Morphological characteristics of non-vertical turbulent jet flames: Experimental investigation and analytical model

Abstract

Non-vertical turbulent non-premixed jet flame occur in combustion systems and by accidental release of fuels caused fires. Understanding the combustion dynamics of these asymmetric diffusion jet flames is needed to characterize the flame morphology and entrainment, which is a foundation for further detailed analysis of the physics and implications. This paper investigates experimentally and theoretically the flame morphological characteristics of non-vertical turbulent jets at both positive- and negative inclined angles in a systematic way. A total of 168 experimental cases were considered involving various initial fuel flow rates, inclined angles and nozzle diameters.

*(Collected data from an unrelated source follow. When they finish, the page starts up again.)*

PR #695, opened 2019-08-29
Reusing FindDB method and added test for the same

dineshba:
Tasks:
1) Reuse the method FindDB
2) Add test coverage for method FindDB


sgotti:
@dineshba Thanks for the PR! It LGTM.

PR #1426, opened 2023-05-02
Migrate to TS, use TableComposable for Users page (not-selectable users-list)

victoria-dos:
[RHCLOUD-25631](https://issues.redhat.com/browse/RHCLOUD-25631)

- Create the replacement for the current TableToolbarView (migrate to TS)
- Inside this new component create a new Table component using PF TableComposable (instead of legacy Table)
- Apply changes to the Users page (only for the non-selectable Users list)


src/presentational-components/shared/table-composable-toolbar-view.tsx
```diff
@@ -0,0 +1,272 @@
...
+    { title: string | React.RefAttributes<HTMLAnchorElement> }, //link to user or just username
+    string, //email
+    string, //firstName
+    string, //lastName
+    { title: React.FC<LabelProps>; props: { 'data-is-active': boolean } }
+  ];
+  selected: boolean;
+}
+
+// eslint-disable-next-line @typescript-eslint/no-unused-vars
```
Hyperkid123, line 28: Is this legacy or future type? If the type is not used, we don't want it to be defined.

src/presentational-components/shared/table-composable-toolbar-view.tsx
```diff
@@ -0,0 +1,272 @@
...
+
+  const renderEmpty = () => (
+    <EmptyWithAction
+      title={intl.formatMessage(messages.noMatchingItemsFound, { items: title.plural })}
+      description={
+        noData && noDataDescription
+          ? noDataDescription
+          : [intl.formatMessage(messages.filterMatchesNoItems, { items: title.plural }), intl.formatMessage(messages.tryChangingFilters)]
+      }
+      icon={false} //for types
```
Hyperkid123, line 153: We should make the prop optional

src/smart-components/user/user-table-helpers.js
Hyperkid123, line 1: Any reason why this new file is not `.tsx`?

src/smart-components/user/users-list-not-selectable.js
Hyperkid123, line 1: Same here, new files should be written in TS

src/presentational-components/shared/toolbar.js
```diff
@@ -7,9 +7,9 @@ import { pickBy } from 'lodash';
 import { selectedRows, calculateChecked, debouncedFetch, firstUpperCase } from '../../helpers/shared/helpers';
 import { calculateOffset, calculatePage, defaultSettings } from '../../helpers/shared/pagination';
 
-export const paginationBuilder = (pagination = {}, fetchData = () => undefined, filterValue = '', sortBy = '') => ({
+export const paginationBuilder = (pagination = {}, fetchData, filterValue = '', sortBy = '') => ({
   ...pagination,
-  itemCount: pagination.count,
+  count: pagination.count,
```
fhlavac, line 12: this needs to be reverted. Pagination PF component needs the property to be named like this

victoria-dos:
@Hyperkid123 @fhlavac

src/helpers/shared/pagination.ts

Dimensional analysis was performed taking into account the controlling parameters of the physical mechanisms, namely the momentum flux, the fuel mass flow rate, the flame buoyancy, the stoichiometric ratio and the jet initial inclined angle, which together determine a characteristic length scale and a characteristic volumetric flow rate. These two characteristic parameters provide successful non-dimensional correlations for the location of the flame tip. A new integral model was also developed physically considering the momentum and continuity equations along the trajectory to predict the flame tip, as well as the lowest point for negative inclined jets. By comparing the experimental correlations with numerical prediction, the effective air entrainment coefficients were derived for different jet initial inclined angles, which showed little change with inclined angle from positive to negative, but the constant relating the average values to the integrals of the (Gaussian) radial profiles decreased as the initial angle decreased from positive to negative. This change is related to the variation of the profile properties normal to the trajectory as well as to mass detrainment laterally escaping from the jet flame especially for negative inclined angles. Finally, the local Richardson number and the flame lowest point for negative inclined angles was numerically predicted and compared well with the experimental results.